Bernard Brown, partner and head of business services at KPMG, said: "The jobs market is finally catching up with the prevailing GDP picture as confidence among employers and candidates drops to a half-year low."
Brown added: "For those staff who are in place the problem remains one of being over-stretched and the longer this goes on, the less productive they will become. Employers clearly recognise that they need to ask some searching questions to solve this issue, but are unlikely to act on what they discover in the near future.
"Perhaps, once the measures announced in last month's budget start to take effect, we may see a positive impact on business confidence, but there is a long way to go and forecasts for a flat GDP for the rest of the year do not bode well."
REC chief executive Kevin Green said: "The fact that in March more people secured jobs than in the previous month is obviously good news, although the rate of growth has slowed.
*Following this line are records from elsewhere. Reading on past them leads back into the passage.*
PR #419, opened 2017-07-24
Enables contacting partner specific URLs for course information.

azafty468:
Enable the use of partner specific URLs to acquire course information.  Performed in conjunction with configuration variables that provide this information.


brianhw:
LGTM.  👍

PR #421, opened 2017-07-27
Update boto to support eu-central-1 usage.

tobz:
Long story short, the `eu-central-1` AWS region has some idiosyncrasies that were accounted for in code by boto, but not on the current version of it that we use.

This just uprevs the version of boto to something that supports talking to `eu-central-1`, which Open edX users have been trying to work with, to much dismay, on the code as-is.


UmanShahzad:
@tobz I've opened https://github.com/edx/edx-analytics-pipeline/pull/445 FYI

brianhw:
Superceded by #451 .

However the most significant issue is the emergence of a two-speed labour market with a lack of candidates for highly skilled roles at the same time as persistent levels of unemployment.
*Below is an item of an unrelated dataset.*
PR #423, opened 2017-07-31
Event Exporter Improved Encryption Logging & Error Handling 

azafty468:
This work is originally for bug fix DE-274, with the final work captured in DE-282.  The target is to improve logging during GPG encryption failures and to allow other organizations to continue to receive exported events when one encryption process fails.  Reviews are gladly welcomed on this one as I'm doing a bulk capture of IOErrors and it will do the job but feels like overkill.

"The Government needs to build the talent pipeline for the future by increasing funding for apprenticeships in sectors where there is demand, refocusing the Work Program to train people who have potential but who lack the skills to fill current vacancies and driving take-up for existing schemes like the Youth Contract."
The jobs report, which is published today, provides one of the most comprehensive guides to the UK labour market and draws on original data provided by recruitment consultancies.